KNIME tutorial: Feature engineering to improve Kaggle Titanic random forest performance (part 3)



Feature Engineering

Feature engineering is an important step to taking models from just OK to great.  If you have not heard the term feature, we essentially mean the data that goes into the model.  You can think of it the same way you would think of an independent variable in statistics.


What is Feature Engineering?


Wikipedia defines it as “the process of using domain knowledge of the data to create features that make machine learning algorithms work.”  What that literally means is doing something to that data to make the model perform better.

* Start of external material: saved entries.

PR #20199, opened 2025-04-18
fix: Get Directions button redirects to incorrect page CXSPA-9546

Pucek9:
Closes https://jira.tools.sap/browse/CXSPA-9546


feature-libs/storefinder/core/service/geolocation.service.ts
```diff
@@ -0,0 +1,41 @@
...
+ * SPDX-License-Identifier: Apache-2.0
+ */
+
+import { Injectable } from '@angular/core';
+import { PointOfService } from '@spartacus/core';
+
+@Injectable({
+  providedIn: 'root',
+})
+export class GeolocationService {
```
Pucek9: Please vote for a name of that service (or give your own proposal):
👎🏻 GeolocationService
👍🏻 StoreLocationService
❤️ StoreGeolocationService
👀 PointOfServiceLocationService
😄 StoreMapLinkService
🚀 StoreCoordinatesService
🎉 LocationUrlService
😕 GoogleMapsUrlService/GoogleMapsDirectionsService

feature-libs/pickup-in-store/components/container/my-preferred-store/my-preferred-store.component.ts
```diff
@@ -70,32 +84,102 @@ export class MyPreferredStoreComponent implements OnInit {
...
+          tap((store: PointOfService) => {
+            this.pointOfService = store;
+          })
+        );
+    }
     useFeatureStyles('a11yViewHoursButtonIconContrast');
     useFeatureStyles('a11yImproveButtonsInCardComponent');
   }
 
   ngOnInit(): void {
```
rmch91, line 114: `Nitpick`: IMO ngOnInit is too much overloaded with different logic, and conditions. 
Do you think it is reasonable to split it to separate methods for better readability?

rmch91 (dismissed):
The rest LGTM. If you will decide to make changes in `ngOnInit`, ping me please for re-approve

feature-libs/pickup-in-store/components/container/my-preferred-store/my-preferred-store.component.ts
Pucek9: I wanted to do as little modification as possible. Most of the code can be removed by cleaning up featureFlags (the code looks big because there are 2 flags causing branches). I didn't notice that we created new methods because of flags, so I avoided that.

rmch91 (approved):

PR #20204, opened 2025-04-22
refactor: removal of `useExtractedBillingAddressComponent` feature toggle

anjana-bl:
https://jira.tools.sap/browse/CXSPA-9866


feature-libs/checkout/base/components/checkout-payment-method/checkout-payment-form/checkout-payment-form.component.ts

This could mean regularizing the data, or applying it to a logarithmic scale instead of an absolute one.  This could mean creating new features that represent the way two other features interact with each other.


Example of Real World Feature Engineering I worked on

I helped build a model for a retailer to predict when product was not available on the shelves.  One of the features that turned out to be important was when the inventory was a multiple of the pack size.  So let’s say product A came in packs of 6.  If the inventory was 15 yesterday, but 12 today, the likelihood it was not on the shelf increased.  Why, what often happens is that there were three items on the shelf and two full packs somewhere else.  Those three items on the shelf sold, but no one unpacked the two full boxes.


Obviously that is not the case every time, but adding that feature into the model made it perform better than simply looking at sales velocity and inventory alone.


Why is Machine Learning so hard in practice?

Stanford Professor and machine learning guru Andrew Ng is quoted as saying, “Coming up with features is difficult, time-consuming, and requires expert knowledge. “Applied machine learning” is basically feature engineering.”


So, if you were wondering why the data scientists you work with cannot produce a model as quickly as what we did in parts one and two…there you go.  You can probably imagine it took quite a bit or work to realize the pack size example.


New automated feature engineering tools

There is something new and exciting in feature engineering called automated feature engineering.  There are tools like and Datarobot that can automate much of the process.  This can save a ton of time and manual effort for data scientists and allow them to try out more options much quicker.  I do not think of those tools as a replacement for needing data scientists, but rather a tool for data scientists to work faster.  I see it kind of like giving a chainsaw to a lumberjack who was previously just using a big axe.